In Washington, that lesson has been taken to heart not so much by the 12 City Council members who cast predictable, politically correct votes, but by progressive pastors such as the Rev. Dennis Wiley of the Covenant Baptist Church in Washington. He's out to alter hearts and minds as well as laws, knowing that without a change of heart, the laws will sow discord and mistrust of government. And he's using faith and reason in an attempt to challenge venerable assumptions within his community.
"A lot of people will say God made Adam and Eve, not Adam and Steve. Have you ever heard that?" Wiley said in a recent sermon. "If God didn't make Steve, who made Steve? Somebody had to make Steve. Why would God create someone of that orientation and then not allow them to have the same kind of opportunity for love, for relationships, for a healthy life as heterosexuals enjoy?"
And so the battle of ideas is joined. Rev. Wiley believes that ultimately his community will come around.

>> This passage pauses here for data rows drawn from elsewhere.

PR #559, opened 2026-06-25
setup-devices: add `use-head-next` to common machines

Freireg:
Adding a logic block to identify if the `common-torizon` build is using the integration manifest and set the `:use-head-next` on the build. This flag is needed to allow some recipes to overwrite the pinned hashes during this type of build.

Related-to: TOR-4450

### DIFF
--- a/scripts/lib/setup-devices/setup-environment-imx
+++ b/scripts/lib/setup-devices/setup-environment-imx
@@ -39,10 +39,37 @@ INHERIT += "rm_work"
 # Torizon
 include conf/machine/include/\${MACHINE}.inc
 EOF
+
+fi
+
+_TDX_MANIFEST_FILE="${_TDX_OEROOT}"/.repo/manifest.xml
+_TDX_INTEGRATION_BUILD=0
+if [ -L "$_TDX_MANIFEST_FILE" ]; then
+  case "$(basename "$(readlink -f "$_TDX_MANIFEST_FILE")")" in
+    integration.xml|next.xml) _TDX_INTEGRATION_BUILD=1 ;;
+  esac
+elif [ -f "$_TDX_MANIFEST_FILE" ]; then
+  if grep -qE "(integration.xml|next.xml)" "$_TDX_MANIFEST_FILE"; then
+    _TDX_INTEGRATION_BUILD=1
+  fi
+fi
+
+# When building on integration, ensure use-head-next is set so you always get
+# the newest software (u-boot, kernel, aktualizr-torizon, etc). Idempotent, so
+# it also applies when local.conf already existed from a previous run.
+if [ "$_TDX_INTEGRATION_BUILD" = "1" ] && \
+   ! grep -qF 'DISTROOVERRIDES .= ":use-head-next"' conf/local.conf; then
+  cat <<EOF >>conf/local.conf
+
+# This is needed when building on integration. With use-head-next you
+# always get the newest software (u-boot, kernel, aktualizr-torizon, etc).
+# Building on integration without use-head-next your build may fail.
+DISTROOVERRIDES .= ":use-head-next"
+EOF
 fi
 
 
-if ! grep -q "# Torizon" conf/bblayers.conf; then 
+if ! grep -q "# Torizon" conf/bblayers.conf; then
   cat <<EOF >>conf/bblayers.conf
 # Torizon
 BBLAYERS += "\${BSPDIR}/sources/meta-toradex-torizon"
--- a/scripts/lib/setup-devices/setup-environment-intel
+++ b/scripts/lib/setup-devices/setup-environment-intel
@@ -31,7 +31,35 @@ INHERIT += "rm_work"
 # Torizon
 include conf/machine/include/\${MACHINE}.inc
 EOF
+
 fi
+
+_TDX_MANIFEST_FILE="${_TDX_OEROOT}"/.repo/manifest.xml
+_TDX_INTEGRATION_BUILD=0
+if [ -L "$_TDX_MANIFEST_FILE" ]; then
+  case "$(basename "$(readlink -f "$_TDX_MANIFEST_FILE")")" in
+    integration.xml|next.xml) _TDX_INTEGRATION_BUILD=1 ;;
+  esac
+elif [ -f "$_TDX_MANIFEST_FILE" ]; then
+  if grep -qE "(integration.xml|next.xml)" "$_TDX_MANIFEST_FILE"; then
+    _TDX_INTEGRATION_BUILD=1
+  fi
+fi
+
+# When building on integration, ensure use-head-next is set so you always get
+# the newest software (u-boot, kernel, aktualizr-torizon, etc). Idempotent, so
+# it also applies when local.conf already existed from a previous run.
+if [ "$_TDX_INTEGRATION_BUILD" = "1" ] && \
+   ! grep -qF 'DISTROOVERRIDES .= ":use-head-next"' conf/local.conf; then
+  cat <<EOF >>conf/local.conf
+
+# This is needed when building on integration. With use-head-next you
+# always get the newest software (u-boot, kernel, aktualizr-torizon, etc).
+# Building on integration without use-head-next your build may fail.
+DISTROOVERRIDES .= ":use-head-next"
+EOF
+fi
+
 
 if ! grep -q "# Torizon" conf/bblayers.conf; then
   cat <<EOF >>conf/bblayers.conf
--- a/scripts/lib/setup-devices/setup-environment-nvidia
+++ b/scripts/lib/setup-devices/setup-environment-nvidia
@@ -146,6 +146,22 @@ BBLAYERS = " \\
 EOF
 fi
 
+_TDX_MANIFEST_FILE="${_TDX_OEROOT}"/.repo/manifest.xml
+if [ ! -e "$_TDX_MANIFEST_FILE" ]; then
+    _TDX_MANIFEST_FILE="${_TDX_OEROOT}"/.repo/manifests/manifest.xml
+fi
+_TDX_INTEGRATION_BUILD=0
+
+if [ -L "$_TDX_MANIFEST_FILE" ]; then
+    case "$(basename "$(readlink -f "$_TDX_MANIFEST_FILE")")" in
+        integration.xml|next.xml) _TDX_INTEGRATION_BUILD=1 ;;
+    esac
+elif [ -f "$_TDX_MANIFEST_FILE" ]; then
+    if grep -qE "(integration.xml|next.xml)" "$_TDX_MANIFEST_FILE"; then
+        _TDX_INTEGRATION_BUILD=1
+    fi
+fi
+
 if [ "$_TDX_AUTO_CONF_CREATED" = "0" ]; then
     cat >> conf/auto.conf <<EOF
 DISTRO ?= "${DISTRO}"
@@ -159,6 +175,21 @@ else
     sed -i "s/^DISTRO ?= \"[^\"]*\"$/DISTRO ?= \"${DISTRO}\"/" conf/auto.conf
     sed -i "s/^MACHINE ?= \"[^\"]*\"$/MACHINE ?= \"${MACHINE}\"/" conf/auto.conf
     sed -i "s/^SDKMACHINE ?= \"[^\"]*\"$/SDKMACHINE ?= \"${SDKMACHINE}\"/" conf/auto.conf
+fi
+
+# When building on integration (integration.xml/next.xml), ensure use-head-next
+# is set so you always get the newest software (u-boot, kernel,
+# aktualizr-torizon, etc). Prepended to the top of auto.conf, and applied even
+# when auto.conf already existed from a previous run.
+if [ "$_TDX_INTEGRATION_BUILD" = "1" ] && \
+   ! grep -qF 'DISTROOVERRIDES .= ":use-head-next"' conf/auto.conf; then
+    cat <<EOF >>conf/auto.conf
+
+# This is needed when building on integration. With use-head-next you
+# always get the newest software (u-boot, kernel, aktualizr-torizon, etc).
+# Building on integration without use-head-next your build may fail.
+DISTROOVERRIDES .= ":use-head-next"
+EOF
 fi
 
 cat > conf/site.conf <<_EOF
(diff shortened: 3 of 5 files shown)


scripts/lib/setup-devices/setup-environment-nvidia
```diff
@@ -146,6 +146,22 @@ BBLAYERS = " \\
...
+_TDX_MANIFEST_FILE="${_TDX_OEROOT}"/.repo/manifest.xml
+if [ ! -e "$_TDX_MANIFEST_FILE" ]; then
+    _TDX_MANIFEST_FILE="${_TDX_OEROOT}"/.repo/manifests/manifest.xml
+fi
+_TDX_INTEGRATION_BUILD=0
+
+if [ -L "$_TDX_MANIFEST_FILE" ]; then
+    case "$(basename "$(readlink -f "$_TDX_MANIFEST_FILE")")" in
+        integration.xml|next.xml) _TDX_INTEGRATION_BUILD=1 ;;
+    esac
```
EdTheBearded, line 158: Out of curiosity, why you did this logic differently for nvidia and ti?

Freireg: I started with the same logic block across all scripts, then adjusted as needed. The `nvidia` and `ti` scripts were the last ones I worked on, the generic block wasn't working properly for them so I slightly changed the approach (which seems to be a bit cleaner). Do you think I should rework the other scripts to keep all of them consistent?

scripts/lib/setup-devices/setup-environment-imx
```diff
@@ -39,10 +39,33 @@ INHERIT += "rm_work"
...
+       [ "$(basename `readlink -f "$_TDX_MANIFEST_FILE"`)" == "next.xml" ]; then
+      _TDX_INTEGRATION_BUILD=1
+    fi
+  else
+    if grep -qE "(integration.xml|next.xml)" "$_TDX_MANIFEST_FILE"; then
+      _TDX_INTEGRATION_BUILD=1
+    fi
+  fi
+
+  if [ "$_TDX_INTEGRATION_BUILD" = "1" ]; then
```
rborn-tx: Doesn't this need a protection to prevent the addition of the `DISTROVERRIDES` block multiple times to `local.conf` (as you did for `setup-environment-nvidia`) or is there anything preventing this code from being reached when `local.conf` already exists?

scripts/lib/setup-devices/setup-environment-intel
```diff
@@ -31,6 +31,29 @@ INHERIT += "rm_work"
...
+       [ "$(basename `readlink -f "$_TDX_MANIFEST_FILE"`)" == "next.xml" ]; then
+      _TDX_INTEGRATION_BUILD=1
+    fi
+  else
+    if grep -qE "(integration.xml|next.xml)" "$_TDX_MANIFEST_FILE"; then
+      _TDX_INTEGRATION_BUILD=1
+    fi
+  fi
+
+  if [ "$_TDX_INTEGRATION_BUILD" = "1" ]; then
```
rborn-tx: Same question here: doesn't this need a protection to prevent the addition of the `DISTROVERRIDES` block multiple times to `local.conf`?

scripts/lib/setup-devices/setup-environment-nvidia
```diff
@@ -161,6 +177,23 @@ else
...
+    { cat <<EOF
+# This is needed when building on integration. With use-head-next you
+# always get the newest software (u-boot, kernel, aktualizr-torizon, etc).
+# Building on integration without use-head-next your build may fail.
+DISTROOVERRIDES .= ":use-head-next"
+
+EOF
+      cat conf/auto.conf
+    } > conf/auto.conf.tmp && mv conf/auto.conf.tmp conf/auto.conf
+fi
```
rborn-tx, line 193: Could you clarify why here we prepend whereas with all other machines we append this block?

scripts/lib/setup-devices/setup-environment-synaptics
```diff
@@ -127,6 +127,29 @@ INHERIT += "rm_work"
...
+       [ "$(basename `readlink -f "$_TDX_MANIFEST_FILE"`)" == "next.xml" ]; then
+      _TDX_INTEGRATION_BUILD=1
+    fi
+  else
+    if grep -qE "(integration.xml|next.xml)" "$_TDX_MANIFEST_FILE"; then
+      _TDX_INTEGRATION_BUILD=1
+    fi
+  fi
+
+  if [ "$_TDX_INTEGRATION_BUILD" = "1" ]; then
```
rborn-tx: Ditto

scripts/lib/setup-devices/setup-environment-ti
```diff
@@ -120,6 +120,36 @@ INHERIT += "rm_work"
...
+elif [ -f "$_TDX_MANIFEST_FILE" ]; then
+  if grep -qE "(integration.xml|next.xml)" "$_TDX_MANIFEST_FILE"; then
+    _TDX_INTEGRATION_BUILD=1
+  fi
+fi
+
+# When building on integration, ensure use-head-next is set so you always get
+# the newest software (u-boot, kernel, aktualizr-torizon, etc). Idempotent, so
+# it also applies when local.conf already existed from a previous run.
+if [ "$_TDX_INTEGRATION_BUILD" = "1" ] && \
```
rborn-tx, line 141: Here's the protection I'm talking about that is not present in the other places.

rborn-tx (commented):
Asked some questions for clarification and potential changes.

scripts/lib/setup-devices/setup-environment-imx
Freireg: For the imx, intel and synaptics scripts there's no need for the extra guard since this block is added inside a `if ! grep -q "# Torizon" conf/local.conf` validation, so it only runs once during the initial setup.
The nvidia script needs the explicit check because there the integration block writes to `conf/auto.conf` and is not wrapped in that one-time guard.

The ti's script checks it intentionally outside this if block, since it inherited the same approach I used for nvidia. That leaves two possible paths for consistency:

1. Keep the one-time validation and align ti with imx/intel/synaptics (move the check inside the guard).
2. Update the others to match ti/nvidia, always checking whether `:use-head-next` is already present and only adding it if missing (if it is an integration build).

scripts/lib/setup-devices/setup-environment-nvidia
Freireg: Just to keep consistency with the `auto.conf` generated in our torizon template, where this key is added at the begining of the file.

rborn-tx: Oh, I've just realized that all the other setup-environment scripts being introduced are adding `use-head-next` to `auto.conf` except this one (nvidia). Is there a reason for that?

scripts/lib/setup-devices/setup-environment-imx
rborn-tx: The second approach seems more robust to me.

scripts/lib/setup-devices/setup-environment-nvidia
rborn-tx: Regarding the consistency:

Since the location of the additional line inside `auto.conf` doesn't matter, I'd go with appending since it's slightly simpler. Also, in the torizon template, we create the file from scratch which happens to place the assignment at the beginning of the file, that is, we don't implement special logic for prepending there either.

Freireg: > Oh, I've just realized that all the other setup-environment scripts being introduced are adding use-head-next to auto.conf except this one (nvidia). 

Don't you mean the opposite? Only nvidia's script uses the `auto.conf`, the others are using `local.conf`. 

> Is there a reason for that?

I'm not sure why but nvidia's setup is the only one using the `auto.conf` since its introduction here: 456fc24a4ed405541dd2c1be3b0653be99458ad8

scripts/lib/setup-devices/setup-environment-nvidia
EdTheBearded: No, in the end it's fine. Just got curious if there was a reason behind, and there is.
All good

scripts/lib/setup-devices/setup-environment-nvidia
rborn-tx: > Don't you mean the opposite? Only nvidia's script uses the auto.conf, the others are using local.conf.

Oh, sorry. Exactly.

> I'm not sure why but nvidia's setup is the only one using the auto.conf since its introduction

Interesting. This was done by a third party and I guess we didn't pay attention to it.

---

Regardless of the "statistics" :grin:, maybe what we should think about is where the `use-head-next` override fits best and use that unless constraints prevent it. For Toradex devices, it looks like we are using `auto.conf` for that purpose:

https://github.com/torizon/meta-toradex-torizon/blob/scarthgap-7.x.y/scripts/lib/setup-devices/setup-environment-toradex#L130

From https://docs.yoctoproject.org/scarthgap/overview-manual/concepts.html#user-configuration:

> auto.conf: The file is usually created and written to by an autobuilder. The settings put into the file are typically the same as you would find in the conf/local.conf or the conf/site.conf files.

So, it seems `auto.conf` is to be used by automated/CI systems (machine-generated stuff). I'd say that `local.conf` is mainly for user-editable variables.

Given that we want `use-head-next` depending on what **manifest** was selected by the user, I'd imagine we don't want users to see/edit the corresponding setting normally. So, the `auto.conf` file seems the best place to add the override, like the Toradex setup script does. Therefore, unless there's some complication with it for a particular vendor I believe `auto.conf` should be the target for the `use-head-next` configuration.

He doesn't contest that the 70 percent opposition figure in the black community cited by Marion Barry – and confirmed in California – is wrong, exactly, but he believes it is soft opposition, and is therefore susceptible to reasoned argument as well as to appeals to faith from the liberal side of the divide.
Perhaps he's right. Or maybe, as Rev. Jackson and Bishop Gaston believe, the black church will prevail by doing what it has always done, championing the cherished and long-held values of African-American families. Gaston has raised the specter of Washington's children witnessing a parade of marriages between men or between women, and he expresses concern about the effects this would have on impressionable young people still forming their sexual identities. "Children go to such ceremonies," he said recently. "Children will be influenced into homosexual lifestyle."
To that argument, Dennis Wiley has a reply. "It is a much more healthy environment for children to be taught the truth: That everybody's not alike – that people are different."